There are three tools I recommend exploring from here to see where you can push these ideas further:

  1. Jester: How do you know if you actually have adequate testing? One common measure is what percentage of the lines or branches your test suite exercises, though this has some obvious weaknesses. Jester measures it by mutating your source code and seeing if your tests fail.

  2. Hypothesis: The full development of the idea of randomly generating your test data is property based testing, which generates increasingly large datasets and tests invariants. If you can write your code in a way amenable to property based testing, it’s something of a superpower.

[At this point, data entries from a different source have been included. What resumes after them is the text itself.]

PR #2558, opened 2021-01-08
Potential fix for this issue by allowing isEligibleFor to proceed if …

TenkawaBC:
…the advanced artillery pre-plotted option is selected and artillery is present. This allows for the artillery to be plotted even with on-board artillery.

PR #3414, opened 2022-01-28
3319: Fixing Unofficial On Map Predesignate Invalid Turn Processing NPEs

### LINKED ISSUE #3319: AI is being called to take a turn before they have any units to deploy. Kicking them allows skip but trying to skip disconnects user.
### Environment
Windows 10
49.5
jdk-11.0.11.9-hots

### Description
Pirate Aircraft Opfor in one specific map is taking its turn on the first round despite not deploying until round 6. This causes it to not do any movement and hold up the game indefinitely until kicked. Once kicked, using /skip to skip their turn disconnects the user from the session.

### Files
[Helena's Valkyries30270424.cpnx.gz](https://github.com/MegaMek/megamek/files/7723827/Helena.s.Valkyries30270424.cpnx.gz)
[megameklog.txt](https://github.com/MegaMek/megamek/files/7723829/megameklog.txt)
[Helena's Valkyries.zip](https://github.com/MegaMek/megamek/files/7723842/Helena.s.Valkyries.zip)
[BuggedScenarioAI.sav.gz](https://github.com/MegaMek/megamek/files/7723853/BuggedScenarioAI.sav.gz)

Windchild292:
This fixes #3319.

The first three commits are cleanups, the fourth is the bugfix.


megamek/src/megamek/client/bot/princess/PathRanker.java
```diff
@@ -53,28 +52,14 @@ public PathRanker(Princess princess) {
         owner = princess;
     }
 
-    /**
-     * Gives the "utility" of a path; a number representing how good it is.
-     * Rankers that extend this class should override this function
-     */
-    RankedPath rankPath(MovePath path, Game game) {
```
NickAragua, line 60: Let's not remove this, in case we want to override the PathRanker class in the future without overriding the rankPath method.

megamek/src/megamek/client/bot/princess/Princess.java
```diff
@@ -1981,8 +1981,13 @@ private void unloadTransportedInfantry(MovePath path) {
             return;
         }
         
-        Entity movingEntity = path.getEntity();
-        Coords pathEndpoint = path.getFinalCoords();
+        final Entity movingEntity = path.getEntity();
+        final Coords pathEndpoint = path.getFinalCoords();
+        if (pathEndpoint == null) {
```
NickAragua, line 1986: This approach is incorrect. A null path endpoint means the entity isn't moving, so you can simply use the entity's current position instead. You still probably want an "is this point on the board" check though; technically off-board units don't get to participate in the movement phase, but with the movement phase code the way it is, you never know.

NickAragua (changes requested):
This needs a revision to the way it's approached.

Windchild292:
I did a deeper dive, and this was introduced by the changes in #2558. I've got a proper cause fix now, which also improves the performance of said unofficial option.

megamek/src/megamek/client/bot/princess/PathRanker.java
Windchild292: It's completely unused, so there's no reason to keep it. It'll still be in our history if that ends up being needed at some point in the future.

megamek/src/megamek/client/bot/princess/Princess.java
Windchild292: It's also just a bandaid. I've reverted the null handling here and instead fixed the core issue, which would also be the cause of a bunch of other issues across the project (unofficial rule implementation issue)

NickAragua (approved):

PR #3416, opened 2022-01-29
New Util: programmatically filterable unit list

SJuliez:
Not sure if we already have something like this somewhere...

This is a small tool that writes out a filtered list of all the units. The filter is entered in line 42 as a boolean expression that can be anything with an Entity as input and all units for which it is true will be printed. This allows filters that would likely not be implemented in the advanced search even if someone upgraded it. I added a few example filters as comments.

@HammerGS Useful?

### DIFF
--- a/megamek/src/megamek/utils/FilteredUnitListTool.java
+++ b/megamek/src/megamek/utils/FilteredUnitListTool.java
@@ -1,0 +1,72 @@
+/*
+ * Copyright (c) 2022 - The MegaMek Team. All Rights Reserved.
+ *
+ * This file is part of MegaMek.
+ *
+ * MegaMek is free software: you can redistribute it and/or modify
+ * it under the terms of the GNU General Public License as published by
+ * the Free Software Foundation, either version 3 of the License, or
+ * (at your option) any later version.
+ *
+ * MegaMek is distributed in the hope that it will be useful,
+ * but WITHOUT ANY WARRANTY; without even the implied warranty of
+ * MERCHANTABILITY or FITNESS FOR A PARTICULAR PURPOSE. See the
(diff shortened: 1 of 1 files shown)


Windchild292 (commented):
The code is solid, but I'm not sure how useful a purely programmatical util is.

gsparks3:
Trying to think of what the minimum would be for something that's useful to someone who doesn't compile Megamek themselves (i.e. me). Being able to set up custom filters like this would be great in terms of searching for things that would never reasonably get added to the advanced unit search, but it needs to actually be usable to be useful. 

Working up a full GUI is best for the end-user, but that's a lot of extra dev work because GUIs are a pain. Not ideal.

Maybe something crude like a command-line executable that ingests a user-editable text file for the filter definition, then spits out another text file with the results? That might wind up being useful to a pretty narrow set of users, though, since you'd have to have enough technical knowledge to look up / learn the various possible entity checks to design your desired filter. A list of valid entity checks somewhere would make it easier. 

Any other ideas?

pakfront:
A command line utility (or an added command line option to MegaMek) might be useful, but it should be able to consume a common searching syntax  like SQL and be a able to write out a MUL as well as a simple list.

HammerGS:
We have a CSV export tool that works well for almost everything. But as I post a couple of weeks ago could use an improvement in the unit types. I think this could be useful in some situations. 

Ultimately the advanced search could be perfect with some tweaks.

SJuliez:
This is intended as a dev-tool and I had no intention of spending a lot of coding on it, therefore no command-line and no parsing. On usefulness, I used it to find SV with fusion engines of tech level C which it did.

Windchild292 (approved):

  3. American Fuzzy Lop: AFL is a fuzz tester, that is, it generates random data to try to crash the program it’s testing, and mutates its input trying to force more and more of the instructions in the program to be run.

Finally, tests that aren’t run do you no good. Continuous integration is the name today for setting up a system to run your tests on every change to your program. There are many, many such systems available today and no reason not to use one.